Николай испытывал сердечную муку, мучился вопросом: ехать или остаться здесь.
Бусыгин прикипел к людям, с которыми трудился рядом, он любил свою работу испытателя, ее новизну, острые ощущения, которые она приносила. Не хотелось ничего менять в своей жизни. Николай понимал, что рано или поздно придет к нему другая машина — трактор, машина мирная и нужная людям, особенно сейчас, после такой разрушительной войны, и это тоже сулило новизну и трепет исканий.
И помимо всех этих обстоятельств было еще другое обстоятельство, может быть, одно из самых важных и решающих: Николай Бусыгин полюбил. Работала Люда на заводской машино-счетной станции. Большеглазая красавица, певунья.
И вот была свадьба.
Это был первый послевоенный год. Их было гораздо меньше, чем должно было быть, этих свадеб. В день свадьбы не было ни нарядного платья, ни большого застолья. Платье из простенькой сарпинки да лишний пакетик сахарина, полученный по карточкам.
Но разве забыть тот тихий снежный вечер, тишину и их — молодоженов, идущих в будущее с надеждой!
Людмила мечтала, что ее Николай станет инженером. А Николай никогда не вел таких разговоров. Он не хотел ничего знать, кроме машин. Да, машина была его душой, копаться в ней с утра до ночи, «объезжать», «тренировать» — это он умел! Бусыгин понимал, что жена ведь не хочет ему зла, и разумно ли мужу сердиться на нее только за то, что она хочет видеть его инженером.
Николай пошел учиться в вечерний техникум, понял: новая техника требует и новых знаний, иначе пропадешь. И техникум он окончил.
Может быть, после техникума Николай и пошел бы в институт. Однако жизнь с такой стремительностью закрутила его и завертела, что мысль об инженерном дипломе пришлось надолго оставить. Жена по этому поводу печалилась. Что поделаешь, представления молодой жены о жизни не всегда согласовывались с его представлениями.
А потом родилась Таня. Ребенок принес родителям свою долю счастья.
Поздним весенним вечером Николай возвращался из цеха домой. Бормотали ручьи, пахло тающим снегом.
У сверкающего огнями здания театра Дворца культуры Бусыгин встретил Васю Гусева. Он ушел из цеха и работал в конструкторском бюро. Друзья обрадовались встрече, новостей накопилось уйма. И, конечно, разговор свелся к тракторам.
— Ты видел подземный? — интригующе спросил Гусев.
— Нет, подземный не видел.
— Хочешь взглянуть?
— Ну.
— Завтра его будет смотреть комиссия. Ровно в два. Приходи, Николай. Будет Мамин…
— Кто будет?
— Ох, деревня! Ох, отсталость! Мамина не знаешь?
— Не знаю.
— Это же отец отечественного тракторостроения Яков Васильевич Мамин. Приходи. Машина — чудо-юдо.
Гусев ушел.
А на следующий день после разговора с Гусевым Николаю удалось-таки вырваться на часок, чтобы взглянуть на «подземный». А заодно и повидать человека, о котором так восторженно отозвался Вася.
Было на редкость прекрасное весеннее утро, когда Бусыгин появился на заводской площадке. Почти всех он здесь знал. Не был знаком только высокий, сутулый, пожилой человек, одетый в летнее коверкотовое пальто. В руках он держал кепку. Был худощав, несколько суров взглядом. Лысина блестела под лучами солнца, и человек в коверкотовом пальто то и дело вытирал ее платком. Все уважительно обращались к нему «Яков Васильевич». Это и был Мамин.

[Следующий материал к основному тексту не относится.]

PR #196, opened 2024-10-29
fix: get tokenizer.json

Cifko:
Fix getting tokenizer.json. Use hugging face api to get protected tokenizers.


atoma-bin/atoma_node.rs
```diff
@@ -101,31 +102,34 @@ impl Config {
...
-                    anyhow::anyhow!(format!(
-                        "Failed to parse tokenizer for model {}, with error: {}",
-                        model, e
-                    ))
-                })
-                .map(Arc::new)
+        .map(|(model, revision)| {
+            let api = api.clone();
+            async move {
+                let repo = api.repo(Repo::with_revision(
```
jorgeantonio21, line 114: should we add an optional cache directory here ?

atoma-service/src/config.rs
```diff
@@ -43,6 +43,11 @@ pub struct AtomaServiceConfig {
     ///
     /// This field specifies the address and port on which the Atoma Service will bind.
     pub service_bind_address: String,
+
+    /// Token for the Hugging Face API.
+    ///
+    /// This field specifies the token used to authenticate with the Hugging Face API. That is used to fetch the models tokenizers.
+    pub hf_token: String,
```
jorgeantonio21, line 50: This can come from the .env file (which already is defined there), we don't need to add it to the config.toml

config.example.toml
```diff
@@ -3,6 +3,7 @@ inference_service_url = "http://localhost:8000"
 models = ["meta-llama/Llama-3.1-70b-Instruct"]
 revisions = ["main"]
 service_bind_address = "http://0.0.0.0:8080"
+hf_token = "you hugging face api token"
```
jorgeantonio21, line 6: I think we should not add it here

jorgeantonio21 (approved):
LGTM

I think we should not include the hf token in the config.toml, instead use it from the .env

PR #198, opened 2024-10-29
feat: embeddings inference server

### LINKED ISSUE #182: feat: embeddings inference

francis2tm:
Fixes #182 and #194

### DIFF
--- a/docker-compose.yaml
+++ b/docker-compose.yaml
@@ -1,6 +1,7 @@
 services:
   vllm:
-    image: vllm/vllm-openai:latest
+    profiles: [chat_completions_vllm]
+    image: vllm/vllm-openai:v0.6.3
     runtime: nvidia
     deploy:
       resources:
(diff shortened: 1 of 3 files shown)


README.md
```diff
@@ -75,9 +79,10 @@ ATOMA_SERVICE_PORT=3000       # External port for Atoma service
 ```
 
 3. Configure `config.toml`, using `config.example.toml` as template:
+
 ```toml
 [atoma-service]
-inference_service_url = "http://vllm:8000"    # Internal Docker network URL
+inference_service_url = "http://chat-completions:8000"    # Internal Docker network URL
 embeddings_service_url = ""
```
jorgeantonio21, line 86: Can we add a placeholder value ? Similar to the chat-completions one ?

README.md
```diff
@@ -75,9 +79,10 @@ ATOMA_SERVICE_PORT=3000       # External port for Atoma service
 ```
 
 3. Configure `config.toml`, using `config.example.toml` as template:
+
 ```toml
 [atoma-service]
-inference_service_url = "http://vllm:8000"    # Internal Docker network URL
+inference_service_url = "http://chat-completions:8000"    # Internal Docker network URL
```
jorgeantonio21, line 85: I suggest changing the name of the variable to `chat_completions_service_url`.

docker-compose.yaml
```diff
@@ -58,6 +35,47 @@ services:
     networks:
       - atoma-network
 
+  vllm:
+    container_name: chat-completions
+    profiles: [chat_completions_vllm]
+    image: vllm/vllm-openai:v0.6.3
```
jorgeantonio21, line 41: why not `latest` ? Manually having to track each version is not ideal, and I believe that any potential changes to openai api on vLLM will be prior advertised

start.sh
```diff
@@ -0,0 +1,26 @@
+#!/bin/bash
```
jorgeantonio21, line 1: Please, add proper instructions, on the README.md, on how to use the `start.sh` executable at launch, and how to set the right variables, so that each 'profiled' service can start.

jorgeantonio21 (commented):
LGTM, 

Let's address the few comments I left, and we will merge it

docker-compose.yaml
francis2tm: I thought about that, and it's another possible way. But see the following reasons against using `latest`:
- https://vsupalov.com/docker-latest-tag/

For me, I like having the peace of mind to know that **atoma-node won't break from one day to another with the same git commit**. Which is not the case if we rely on `latest` (a bit the same philosophy to using `Cargo.lock`, if we specify the version to of the images, we know for a fact that everyone that runs `atoma-node` on the same git commit, they will have the same build running).

start.sh
francis2tm: @jorgeantonio21 Btw, I'm not very happy with the `start.sh`. 
DO you have a suggestion on how to get rid of it? Many node operators will not like running a bash script (and rightly so). But, at the same time, I didn't see another way to add some logic (e.g. make sure user does not select 2 chat completions backends at the same time. This will be relevant when we have more than 1 backend for chat completions)

docker-compose.yaml
jorgeantonio21: Sounds good, I am happy with it

start.sh
francis2tm: So, I figured out the most optimal way:
- the validation can happen implicitly on the `container_name`. Just tested, and there cannot be 2 containers with the same name, so if user tries to spin 2 containers for chat completions, docker compose will throw that error.
- No bash required

THis is solved in https://github.com/atoma-network/atoma-node/pull/205

francis2tm:
Closing. This this PR's functionality will be added in #205.

PR #199, opened 2024-10-30
feat: add new_from_config to AtomaSuiClient

Cifko:
Add `new_from_config` to `AtomaSuiClient` and change the new to take config as a parameter. So it's the same as other structs that we have in this repo.


jorgeantonio21 (approved):
LGTM

Run `cargo fmt` before we merge it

«Подземная» машина была по своей конструкции необычна, оригинальна.
Через несколько дней после встречи у «подземного» Николай удивился — в цех пришло много новых людей. На опытно-производственную базу пришли конструкторы с чертежами, моделью нового, единственного в своем роде дизель-электрического трактора ДЭТ-250.
Конструкторы и технологи начали рассказывать о будущей машине. Исаков — главный конструктор — сделал детальное, богато аргументированное сообщение о ДЭТ-250, как его задумали конструкторы и технологи.
Первые две машины было поручено собрать и испытать бригадам Замятина и Бусыгина.
Приступила к работе бригада Замятина, а через несколько дней стала на сборку и бригада Бусыгина. К соревнованию этих бригад было приковано внимание всего завода.
Бусыгинская бригада все наращивала и наращивала темп. Николая охватил веселый азарт. У него была слабость: любил, чтобы все кругом говорили — «Бусыгин впереди». Нет, это не от тщеславия, а от «деминских уроков», которые научили его ценить слово «передовой» и гордиться им.